Clare Nullis, for the World Meteorological Organization (WMO), said that an Arctic temperature record of 38°C (100.4°F) had been set in Verkhoyansk, Russian Federation, on 20 June 2020. The heat seen in Siberia in 2020, which had resulted in devastating fires and ice loss in the Arctic Sea, would have been almost impossible without climate change. Investigators at the WMO Archive of Weather and Climate Extremes noted that the new record was clearly indicative of warming across Siberia, and that the Arctic was warming at almost twice the global average. A new temperature record of 18.3°C had been set in the Antarctic in 2020.
Verification was also under way of readings of 54.4°C in Death Valley, California, which held the record as the world’s hottest place, and of a new European record of 48.8°C measured in Sicily in August 2021.
The National Oceanic and Atmospheric Administration would be presenting its Arctic Report Card that afternoon.
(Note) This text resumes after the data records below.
PR #752, opened 2023-10-03
Fix SHA posted when updating npm snapshots

jeremywiebe:
## Summary:

Ned [noticed](https://khanacademy.slack.com/archives/C01AZ9H8TTQ/p1696342746848549) that the git SHA posted to our "npm Snapshot: Published" comment doesn't look right. It's not! When this process was originally created, we used the `GITHUB_SHA` value. Github's [docs](https://docs.github.com/en/actions/using-workflows/events-that-trigger-workflows#pull_request) state: 

> Note that GITHUB_SHA for this event is the last merge commit of the pull request merge branch. If you want to get the commit ID for the last commit to the head branch of the pull request, use github.event.pull_request.head.sha instead.

So this PR switches to use `github.event.pull_request.head.sha` so that the commit pointed to is the latest commit on the PR, not the merge commit. 

Issue: "none"

## Test plan:

Merge and check the next PR's snapshot comment. It should be the last commit on that PR.

### DIFF
--- a/.github/workflows/node-ci.yml
+++ b/.github/workflows/node-ci.yml
@@ -292,6 +292,11 @@ jobs:
 
             - name: Calculate short SHA for this commit
               id: short-sha
+              # Why not GITHUB_SHA here? Because that is the last merge-commit
+              # for the PR (ie. the ephemeral commit that Github creates for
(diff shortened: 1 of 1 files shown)


nedredmond (approved):
Thanks Jeremy!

In the light of recent meteorological events in the United States, it was worth noting that the Archive of Weather and Climate Extremes kept data on many phenomena, including tornadoes and weather-related mortality. For example, the highest death toll in a tornado was 1,300 people, following an event in Bangladesh in 1989, and the longest distance travelled by a tornado was 352.4 km over 3.5 hours in the United States in 1925. WMO extended its condolences to the population affected by the tornados on 10–11 December.
Replying to a question on the extreme cold seen recently in the Nordic countries, Ms. Nullis said that considerable research was being conducted into whether the jet stream was weakening, causing it to buckle in certain places and leading to arctic air masses dropping to lower latitudes and remaining there for extended periods of time.
Rhéal LeBlanc, for the United Nations Information Service (UNIS), on behalf of the Food and Agriculture Organization of the United Nations (FAO), said that FAO was releasing a series of regional overview of food security and nutrition (SOFI) reports that week. The reports covering Europe and Central Asia, Africa, Asia and the Pacific, and North Africa and the Near East would be released on 13, 14, 15 and 16 December, respectively. The regional edition of the FAO flagship SOFI report used the latest hunger and malnutrition data to track the progress of the above-mentioned regions towards meeting global sustainability targets, particularly the zero hunger targets under Sustainable Development Goal 2.
Mr. Adriano Timossi was available for further information and interview requests.
Mr. LeBlanc also said that the President of the General Assembly would be holding his year-end press conference, which could be followed on UN Web TV, on 14 December at 11 a.m. EST.